Classifying Subjects with PFC Lesions from Healthy Controls during Working Memory Encoding via Graph Convolutional Networks

This paper describes a group-level classification of 14 patients with prefrontal cortex (pFC) lesions from 20 healthy controls using multi-layer graph convolutional networks (GCN) with features inferred from the scalp EEG recorded from the encoding phase of working memory (WM) trials. We first construct undirected and directed graphs to represent the WM encoding for each trial for each subject using distance correlation- based functional connectivity measures and differential directed information-based effective connectivity measures, respectively. Centrality measures of betweenness centrality, eigenvector centrality, and closeness centrality are inferred for each of the 64 channels from the brain connectivity.
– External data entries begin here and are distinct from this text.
PR #4418, opened 2025-08-27
Use of the `Arc<Box<[u8]>>` for the `CompressedBytecode`.

MathieuDutSik:
## Motivation

We are using the `Vec<u8>` in the `CompressedBytecode`. But the vector is never modified so this makes
a copy that is not needed.

## Proposal

The compressed bytecode is now a `Arc<Box<[u8]>>`. An alternative could have been to use `BlobContent`.
However, we would need to track the `BlobType`, which would be hard.

## Test Plan

The CI.

## Release Plan

## Links

None.

### DIFF
--- a/linera-base/src/data_types.rs
+++ b/linera-base/src/data_types.rs
@@ -23,6 +23,7 @@ use async_graphql::{InputObject, SimpleObject};
 use custom_debug_derive::Debug;
 use linera_witty::{WitLoad, WitStore, WitType};
 use serde::{Deserialize, Deserializer, Serialize, Serializer};
+use serde_with::{serde_as, Bytes};
 use thiserror::Error;
 
 #[cfg(with_metrics)]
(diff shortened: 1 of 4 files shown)


deuszx (commented):
When you create an instance of `CompressedBytes` it's the only copy that holds the compressed `Vec<u8>` . When we create an instance of service bytecode, the `CompressedBytecode` is consumed so there's no copy either.

MathieuDutSik:
> When you create an instance of `CompressedBytes`, it's the only copy that holds the compressed `Vec<u8>` . When we create an instance of service bytecode, the `CompressedBytecode` is consumed, so there's no copy either.

Examining statements by statements:
* "When you create an instance of `CompressedBytes`, it's the only copy that holds the compressed `Vec<u8>`".
  - Examining the code, we see that in `Storage::load_contract`, we have that if the blob is already in the list of created blobs by this transaction or previous transactions, then we have a `content.clone()` which is indeed there ok because an `Arc` is copied, which is almost free.
  - However, this is immediately followed by a `.into_vec_or_clone()`, which if the data is obtained from the first case of the `match` is a clone operation. Therefore, in that case, the `Vec<u8>` is in two places.
  - After the `CompressedBytecode` has been created, it is then decompressed.

* "When we create an instance of service bytecode, the `CompressedBytecode` is consumed, so there's no copy either"
  - If by "create an instance of service bytecode", you mean decompress it, then you are wrong as the API of the decompression is "fn decompress(&self)". Therefore, it is not being consumed.

Summarizing, the net effect of this PR is to avoid one clone operation of the compressed bytecode which is not needed.

linera-base/src/data_types.rs
```diff
@@ -1326,6 +1333,11 @@ impl BlobContent {
         bytes.into_vec()
     }
```
afck, line 1334: Do we still need `into_vec_or_clone`?

afck (approved):

linera-base/src/data_types.rs
MathieuDutSik: Yes, in `linera-execution/src/runtime.rs`.
This is the use case that will be harder to make right.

Along with the three centrality measures, each graph uses the relative band powers in the five frequency bands - delta, theta, alpha, beta, and gamma- as node features. The summarized graph representation is learned using two layers of GCN followed by mean pooling, and fully connected layers are used for classification. The final class label for a subject is decided using majority voting based on the results from all the subject's trials. The GCN-based model can correctly classify 28 of the 34 subjects (82.35% accuracy) with undirected edges represented by functional connectivity measure of distance correlation and classify all 34 subjects (100% accuracy) with directed edges characterized by effective connectivity measure of differential directed information.